The HFEA maintained, inter alia, that A had never gave written consent to either the use of her eggs by someone else or their use to create embryos. Export to the USA or anywhere else was not permitted under the General Directions that the Committee could make under the statute. There was no clear evidence that A wanted her mother to carry her child after her death. They were only eggs, and they required fertilisation, and therefore the Committee had to ask if she would have agreed to the particular method chosen by her parents. A had had a long period in which to make these decisions but she had failed to do so. In the light of this, the Committee had been entitled to find that it was not sufficiently clear that A wanted her mother to carry her own child in the event of death.
The Court’s Conclusion
Arden LJ was not impressed by the way in which the Committee had simply “waved aside” the conversation A had had with her mother about her eggs after she realised she was dying.
Contrary to [HFEA’s counsel] Ms Callaghan’s submissions, that statement clearly contemplated the creation of an embryo. Contrary to Ms Callaghan’s further submission that we should accept the Committee’s assessment of the evidence, this misstatement of the evidence discloses error in public law.

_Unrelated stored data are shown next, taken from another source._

PR #368, opened 2022-08-08
Refactor Preview Workflow

dkasabovn:
### Changes
Add these build targets to Justfile:
- `build-preview`
- `_rsw-download-url`
- `push-images`
- `test-image`
- `get-version`
- `get-safe-version`

Modify `build-preview.yaml` to use new Justfile targets.

### Motivation
Our current GH Actions contain a lot of logic for getting product versions, generating image tags, and etc. This is not ideal as this logic is duplicated and slightly modified among `build-preview`, `build-preview-webhook`, and `build-latest`. Moving this logic to the `Justfile` will prevent code duplication and make future maintenance easier.

### Testing
If you use [act](https://github.com/nektos/act) make sure you choose the largest image, otherwise docker-compose will not work. *this is a 20 gb image*

### Notes
`BUILDX_PATH` was added as a global Justfile variable because it removes the need for a positional argument within `build-preview` and can be useful locally to anyone who wants to store their `BUILDX_PATH`. If it is empty it is simply ignored.

`build-preview` outputs a list of images built to stdout. These tags will later be used by `push-images` and `test-image`.

### DIFF
--- a/.github/workflows/build-preview.yaml
+++ b/.github/workflows/build-preview.yaml
@@ -13,59 +13,35 @@ on:
 name: build/test/push (preview)
 jobs:
 
-  matrix:
-    runs-on: ubuntu-latest
-    outputs:
-      matrix: ${{ steps.set-matrix.outputs.matrix }}
-    steps:
-      - uses: actions/checkout@v2
-      - id: set-matrix
-        run: |
-          # filter the matrix configuration
-          MATRIX=$(jq -Mcr < matrix-preview.json)
-          echo "Raw Matrix: $MATRIX"
-          echo "Input - which: ${{ github.event.inputs.which }}"
-          # NOTE: blank which input here means that every product is selected
-          MATRIX_FILTER=$(echo "$MATRIX" | jq -Mcr 'map(select((.product | startswith("${{ github.event.inputs.which }}"))or("all"=="${{ github.event.inputs.which }}")))')
-          echo "Filtered Matrix: $MATRIX_FILTER"
-          echo "::set-output name=matrix::$MATRIX_FILTER"
 
   build:
     runs-on: ubuntu-latest
-    name: build-${{ matrix.config.tag_prefix }}${{ matrix.config.product }}:${{ matrix.config.version }}
-    needs: matrix
+    name: build-${{ matrix.config.product }}:${{ matrix.config.type }}:${{ matrix.config.os }}
 
     strategy:
       fail-fast: false
       matrix:
-        config: ${{ fromJson(needs.matrix.outputs.matrix) }}
+        config:
+         - {product: "workbench", type: "daily", os: "bionic"}
+         - {product: "workbench", type: "preview", os: "bionic"}
+         - {product: "connect", type: "daily", os: "bionic"}
+         - {product: "connect-content-init", type: "daily", os: "bionic"}
+         - {product: "package-manager", type: "daily", os: "bionic"}
+         - {product: "r-session-complete", type: "daily", os: "bionic"}
+         - {product: "r-session-complete", type: "daily", os: "centos7"}
+         - {product: "r-session-complete", type: "preview", os: "bionic"}
+         - {product: "r-session-complete", type: "preview", os: "centos7"}
 
     steps:
       - name: Check Out Repo
         uses: actions/checkout@v2
 
+      - name: Set up Just
+        uses: extractions/setup-just@v1
+
       - name: Set up Docker Buildx
         id: buildx
         uses: docker/setup-buildx-action@v1
-
-      - name: Get version
-        id: version
-        run: |
-          # NOTE: --local ensures that "latest" builds use the version in our Makefile (instead of latest from the web)
-          VERSION=`./get-version.py ${{ matrix.config.product }} --type=${{ matrix.config.version }} --local`
-          SAFE_VERSION=`echo -n "$VERSION" | sed 's/+/-/g'`
-          echo "::set-output name=VERSION::${VERSION}"
-          echo "::set-output name=SAFE_VERSION::${SAFE_VERSION}"
-          if [[ "true" == "${{ github.ref == 'refs/heads/dev' }}" ]]; then
-            BRANCH_PREFIX="dev-"
-            echo "Setting BRANCH_PREFIX=$BRANCH_PREFIX-"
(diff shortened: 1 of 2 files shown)


Justfile
```diff
@@ -63,3 +65,99 @@ update-r-versions:
...
+
+# just get-version workbench --type=preview --local
+get-version +NARGS:
+  ./get-version.py {{NARGS}}
+
+# just get-safe-version workbench --type=preview --local
+get-safe-version +NARGS:
+  #!/usr/bin/env bash
+  VERSION=`./get-version.py {{NARGS}}`
+  echo -n "$VERSION" | sed 's/+/-/g'
```
atheriel, line 163: Nit: missing trailing newline.

.github/workflows/build-preview.yaml
```diff
@@ -13,60 +13,36 @@ on:
...
-    name: build-${{ matrix.config.tag_prefix }}${{ matrix.config.product }}:${{ matrix.config.version }}
-    needs: matrix
+    name: build-${{ matrix.config.product }}:${{ matrix.config.type }}:${{ matrix.config.os }}
 
     strategy:
       fail-fast: false
       matrix:
-        config: ${{ fromJson(needs.matrix.outputs.matrix) }}
+        config:
+         - {product: "workbench", type: "daily", os: "bionic"}
```
atheriel, line 25: FWIW, I'm a fan of hardcoding these. Simplicity is a win here.

atheriel (approved):
I don't feel totally comfortable assessing the new Bash code in the Justfile, but architecturally this makes sense to me.

.github/workflows/build-preview.yaml
```diff
@@ -75,48 +51,23 @@ jobs:
...
-          build-args: |
-            RSW_VERSION=${{ steps.version.outputs.VERSION }}
-            RSC_VERSION=${{ steps.version.outputs.VERSION }}
-            RSPM_VERSION=${{ steps.version.outputs.VERSION }}
-            # TODO: need a better way to handle pivoting DOWNLOAD_URL for OS
-            RSW_DOWNLOAD_URL=https://s3.amazonaws.com/rstudio-ide-build/server/${{ matrix.config.os }}/${{ matrix.config.arch }}
-
-      - name: Image digest
-        run: echo ${{ steps.docker_build.outputs.digest }}
+      - name: Build Image
```
colearendt, line 54: Are we doing anything to handle caching here? I believe the GHA had some niceties for that, but I admit to never having paid much attention

Justfile
```diff
@@ -63,3 +65,99 @@ update-r-versions:
...
+
+  # overwrite version if defined
+  if [[ $VERSION != "" ]]; then
+    REAL_VERSION=$VERSION
+    TAG_VERSION=`echo -n "$VERSION" | sed 's/+/-/g'`
+  fi
+
+  # set buildx args
+  if [[ "{{BUILDX_PATH}}" != "" ]]; then
+    BUILDX_ARGS="--cache-from=type=local,src=/tmp/.buildx-cache --cache-to=type=local,dest=/tmp/.buildx-cache"
```
colearendt, line 107: Is this sufficient for the caching, or do we need to add something into GHA so that it makes use of caching?

Justfile
```diff
@@ -63,3 +65,99 @@ update-r-versions:
...
+
+  docker buildx --builder="{{BUILDX_PATH}}" build --load $BUILDX_ARGS -t rstudio/rstudio-"$PRODUCT"-preview:"${BRANCH_PREFIX}${OS}"-"$TAG_VERSION" \
+        -t rstudio/rstudio-"$PRODUCT"-preview:"${BRANCH_PREFIX}${OS}"-"$TYPE" \
+        -t ghcr.io/rstudio/rstudio-"$PRODUCT"-preview:"${BRANCH_PREFIX}${OS}"-"$TAG_VERSION" \
+        -t ghcr.io/rstudio/rstudio-"$PRODUCT"-preview:"${BRANCH_PREFIX}${OS}"-"$TYPE" \
+        --build-arg "$SHORT_NAME"_VERSION=$REAL_VERSION \
+        --build-arg RSW_DOWNLOAD_URL=$RSW_DOWNLOAD_URL \
+        --file=./"$PRODUCT"/Dockerfile."$OS" "$PRODUCT"
+
+  echo rstudio/rstudio-"${PRODUCT}"-preview:"${BRANCH_PREFIX}${OS}"-"${TAG_VERSION}" \
```
colearendt, line 118: Maybe a comment to make clear that this is the _very important_ standard output to downstream processes?

Justfile
colearendt, line 163: Missing trailing newline

colearendt (commented):
Overall looking really good!

Justfile
dkasabovn: I looked at the actual docker/build plugin. This is what happens under the hood.

.github/workflows/build-preview.yaml
```diff
@@ -13,60 +13,36 @@ on:
...
         uses: actions/checkout@v2
 
+      - name: Set up Just
+        uses: extractions/setup-just@v1
+
       - name: Set up Docker Buildx
         id: buildx
         uses: docker/setup-buildx-action@v1
 
-      - name: Get version
```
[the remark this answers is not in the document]
dkasabovn: Not sure why I didn't think of this. Also removes the annoyance of having annoying logic in case you pass in a version. Will do this.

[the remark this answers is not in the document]
dkasabovn: By the above ^ I meant having a get-version step. Not sure about the second suggestion as for RSW a safe version is needed *alongside* the normal version. So I'm pretty sure just passing the real version down from a dedicated get-version step and creating a tag-safe version within a justfile would be ideal.

Justfile
ianpittwood: Do we need to use [actions/cache](https://github.com/marketplace/actions/cache) to make this work though?

dkasabovn: We have it, it is above the get-version step. I essentially copied the caching we previously had.

ianpittwood (approved):

Justfile
ianpittwood: Ah, I see it now. LGTM then!

colearendt (approved):
LGTM! Exciting stuff! 😄

PR #373, opened 2022-08-15
Refactor Build Latest

dkasabovn:
### Changes
Modify `build-preview-webhook.yaml` and only target single target builds.
Modify `build-latest.yaml`
Tidy up Justfile

### Motivation
build-latest: Refactored just like build-preview
build-preview-webhook: Refactored like build-preview and removed wildcard functionality. Now you can only perform one build at a time with the webhook.

### Testing
If you use [act](https://github.com/nektos/act) make sure you choose the largest image, otherwise docker-compose will not work. *this is a 20 gb image*

### Notes
`RSW_DOWNLOAD_URL` is now passed into every docker build


Justfile
```diff
@@ -66,14 +66,56 @@ update-r-versions:
   sed {{ sed_vars }} "s/^R_VERSION:.*/R_VERSION={{ R_VERSION }}/g" package-manager/Dockerfile.bionic
   sed {{ sed_vars }} "s|^RVersion.*=.*|RVersion = /opt/R/{{ R_VERSION }}/|g" package-manager/rstudio-pm.gcfg
 
+build-release $PRODUCT $OS $VERSION $BRANCH=`git branch --show` $SHA_SHORT=`git rev-parse --short HEAD`:
```
colearendt, line 69: Do you mind articulating how `build-release` differs from `build-preview`? It seems like there is a lot of duplicated logic there. I figure you evaluated the tradeoffs and why having a dedicated path makes sense? Is it just the `dev-branch` prefix mainly?

.github/workflows/build-preview-webhook.yaml
```diff
@@ -137,7 +88,4 @@ jobs:
       - name: Push image(s) to Docker Hub
         if: ${{ github.ref == 'refs/heads/main' || github.ref == 'refs/heads/dev' || github.ref == 'refs/heads/dev-rspm' }}
         run: |
-          docker push rstudio/${{ matrix.config.product }}:${{ steps.version.outputs.BRANCH_PREFIX }}${{ matrix.config.tag_prefix }}${{ matrix.config.version }}
-          docker push rstudio/${{ matrix.config.product }}:${{ steps.version.outputs.BRANCH_PREFIX }}${{ matrix.config.tag_prefix }}${{ steps.version.outputs.SAFE_VERSION }}
-          docker push ghcr.io/rstudio/${{ matrix.config.product }}:${{ steps.version.outputs.BRANCH_PREFIX }}${{ matrix.config.tag_prefix }}${{ matrix.config.version }}
-          docker push ghcr.io/rstudio/${{ matrix.config.product }}:${{ steps.version.outputs.BRANCH_PREFIX }}${{ matrix.config.tag_prefix }}${{ steps.version.outputs.SAFE_VERSION }}
+          just push-images ${{ steps.build-image.outputs.TAGS }}
```
colearendt, line 91: missing trailing newline

.github/workflows/build-preview-webhook.yaml
```diff
@@ -1,73 +1,43 @@
...
     inputs:
-      which:
-        description: "Which images to build. Default 'all'. Options: 'all','rstudio-workbench-preview','rstudio-connect-preview','rstudio-connect-content-init-preview','rstudio-package-manager-preview','r-session-complete-preview'. Can also use a prefix (i.e. 'rstudio-connect') to trigger multiple image builds."
+      product:
+        description: "Which image to build. Options: 'connect', 'connect-content-init', 'package-manager', 'r-session-complete', 'workbench', 'workbench-for-microsoft-azure-ml'."
         required: true
-        default: "all"
+        type: string
+      os:
+        description: "Which os to build. Default 'bionic'. Options: 'bionic', 'focal', 'centos7'"
```
colearendt, line 9: Should we leave off "focal" until we merge it? What is the behavior if you choose an image / OS combo that is invalid?

.github/workflows/build-latest.yaml
```diff
@@ -120,9 +85,4 @@ jobs:
       - name: Push image(s) to Docker Hub
         if: ${{ github.ref == 'refs/heads/main' }}
         run: |
-          docker push rstudio/${{ matrix.config.product }}:${{ matrix.config.tag_prefix }}${{ matrix.config.version }}
-          docker push rstudio/${{ matrix.config.product }}:${{ matrix.config.tag_prefix }}${{ steps.version.outputs.SAFE_VERSION }}
-          docker push rstudio/${{ matrix.config.product }}:${{ matrix.config.tag_prefix }}${{ steps.version.outputs.SAFE_VERSION }}${{ steps.version.outputs.SHA_SHORT }}
-          docker push ghcr.io/rstudio/${{ matrix.config.product }}:${{ matrix.config.tag_prefix }}${{ matrix.config.version }}
-          docker push ghcr.io/rstudio/${{ matrix.config.product }}:${{ matrix.config.tag_prefix }}${{ steps.version.outputs.SAFE_VERSION }}
-          docker push ghcr.io/rstudio/${{ matrix.config.product }}:${{ matrix.config.tag_prefix }}${{ steps.version.outputs.SAFE_VERSION }}${{ steps.version.outputs.SHA_SHORT }}
+          just push-images ${{ steps.build-image.outputs.TAGS }}
```
colearendt, line 88: Missing trailing newline

.github/workflows/build-latest.yaml
```diff
@@ -16,39 +16,25 @@ jobs:
...
-          - {product: 'r-session-complete', tag_prefix: 'bionic-', dir: 'r-session-complete', os: 'bionic', arch: 'amd64', prefix: RSW, version: 'latest'}
-          - {product: 'r-session-complete', tag_prefix: 'centos7-', dir: 'r-session-complete', os: 'centos7', arch: 'x86_64', prefix: RSW, version: 'latest'}
-          - {product: 'rstudio-workbench-for-microsoft-azure-ml', dir: 'workbench-for-microsoft-azure-ml', os: 'bionic', arch: 'amd64', prefix: RSW, version: 'latest'}
+          - {product: 'workbench', os: 'bionic'}
+          - {product: 'connect', os: 'bionic'}
+          - {product: 'connect-content-init', os: 'bionic'}
+          - {product: 'package-manager', os: 'bionic'}
+          - {product: 'r-session-complete', os: 'bionic'}
+          - {product: 'r-session-complete', os: 'centos7'}
+          - {product: 'workbench-for-microsoft-azure-ml', os: 'bionic'}
```
colearendt, line 25: This list is SOOOO much nicer!!!

Justfile
```diff
@@ -133,7 +174,7 @@ push-images +IMAGES:
   done
 
 # just test-image preview workbench 12.0.11-8 tag1 tag2 tag3 ...
-test-image $TYPE $PRODUCT $VERSION +IMAGES:
+test-image $PRODUCT $VERSION +IMAGES:
```
colearendt, line 177: I take it the "TYPE" arg wasn't used in testing?

colearendt (commented):
Looking really good!! Exciting stuff!

Justfile
dkasabovn: So there are three things.

1. Rsw build url
2. Tag formats
3. Branch prefixes

In addition since release does not need a type, it does not have the type parameter. To combine `build-preview` and `build-release` into one, the main obstacle would be generating tags based on build type and other variables. I think keeping the targets separate and hardcoding the tags is a bit clearer here.

.github/workflows/build-preview-webhook.yaml
dkasabovn: It will either fail at `get-version` or fail at `build` when the build target tries to stat the `Dockerfile`.

Justfile
dkasabovn: It was before when we generated version within test-image, but now we are passing version down, so we do not need it.

.github/workflows/build-preview-webhook.yaml
colearendt: Ahh nice, that makes sense. Which reminds me - we should add `os` to the "name" of the build below

.github/workflows/build-preview-webhook.yaml
```diff
@@ -1,73 +1,43 @@
...
     runs-on: ubuntu-latest
-    name: build-${{ matrix.config.tag_prefix }}${{ matrix.config.product }}:${{ matrix.config.version }}
-    needs: matrix
-    if: ${{ github.event.inputs.version == 'auto' || github.event.inputs.which != 'all' }}
-
-    strategy:
-      fail-fast: false
-      matrix:
-        config: ${{ fromJson(needs.matrix.outputs.matrix) }}
+    name: build-${{ github.event.inputs.product }}:${{ github.event.inputs.type }}-${{ github.event.inputs.version }}
```
colearendt, line 28: We should add OS here

Justfile
colearendt: Nice! Would you mind throwing this note into a `CONTRIBUTING.md` or `RELEASE.md` or `CI.md` or some such? I worry that we will forget this important info and it is easy to lose in PR feedback 😄

Justfile
```diff
@@ -66,14 +66,56 @@ update-r-versions:
...
+    SHORT_NAME="RSPM"
+  fi
+
+  # set buildx args
+  if [[ "{{BUILDX_PATH}}" != "" ]]; then
+    BUILDX_ARGS="--cache-from=type=local,src=/tmp/.buildx-cache --cache-to=type=local,dest=/tmp/.buildx-cache"
+  fi
+
+  docker buildx --builder="{{BUILDX_PATH}}" build --load $BUILDX_ARGS \
+        -t rstudio/rstudio-"$PRODUCT":"$OS"-latest \
```
colearendt, line 94: One question I naively never thought of until now. This will mean that we will no longer have a `latest` image so that `docker pull rstudio/rstudio-connect` will no longer do anything. Are we ok with this? We may want to call it out in `NEWS.md` and elsewhere. Are there conventions for this elsewhere?

colearendt: Also, I'm fine w/ doing docs PRs as a follow-up if need be. Just wanted to make sure the needs are captured 😄

dkasabovn: I think its ok to remove the generic image, especially since i'll be adding like 3 more OS' and people who are pulling the images should be cognizant of the choice they're making. But I can change as needed. And yes I think doing $OS-latest is redundant here, we should just do $OS.

Another option that we have is waiting for the new Jammy images I'll be pushing after this pr, and then setting the 'generic' image to the Jammy image as it'll probably be the most used. Lmk what you think.

colearendt: I like the idea of just `$OS` for now, and then we can figure out `latest` later.

Maybe worth adding a `NEWS.md` entry to the main `README.md` that CI is refactored, and that the `latest` image is not being built presently?

dkasabovn: Added

colearendt (approved):
LGTM! Let's get this puppy landed and iterate from there! 😄

PR #377, opened 2022-08-19
Fix makefile Dockerfile build targets

ianpittwood:
We recently changed our Dockerfile names to Dockerfile.bionic in preparation for additional OS support, but we did not update the Makefile and docker-compose Dockerfile targets to match this change. This PR updates all relevant places where the Dockerfile.bionic file must be specified. It also allows us to dynamically set the IMAGE_OS in the Makefile and main docker-compose.yml file. I also changed each build command to use `DOCKER_BUILDKIT=1` by default.

### DIFF
--- a/Makefile
+++ b/Makefile
@@ -64,7 +64,7 @@ update-drivers:  ## Update the driver version
 
 rsw: workbench
 workbench:  ## Build Workbench image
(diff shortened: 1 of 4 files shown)


atheriel (approved):
LGTM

The Committee’s statement that there was no evidence on the question of A’s consent was “a most surprising conclusion” which flew in the face of A’s mother’s evidence, none of which was rejected. The Court of Appeal also found it “revealing” that the HFEA had chosen to press a case that A did not consent to the use of anonymous donor sperm.
It would be totally unrealistic to suppose that she was not aware that there would have to be a donor. Moreover, there is no suggestion that she had a preference for any donor known to her. The donor would have to be someone not known to her.
The decision taken by the Committee was flawed on three levels, namely:
i) misstatements of material evidence;
ii) a failure to give reasons why the Committee considered A had to have certain information before she could give effective consent to the appellants’ proposed actions
iii) a failure to decide what relevant information the HFE Act required A to have.
The Court of Appeal’s ruling means that the HFEA will have to reconsider whether to allow the eggs to be sent to the US fertility clinic, taking into account the factors (such as the all-important reported conversation between A and M) that Arden LJ pointed out were not considered before.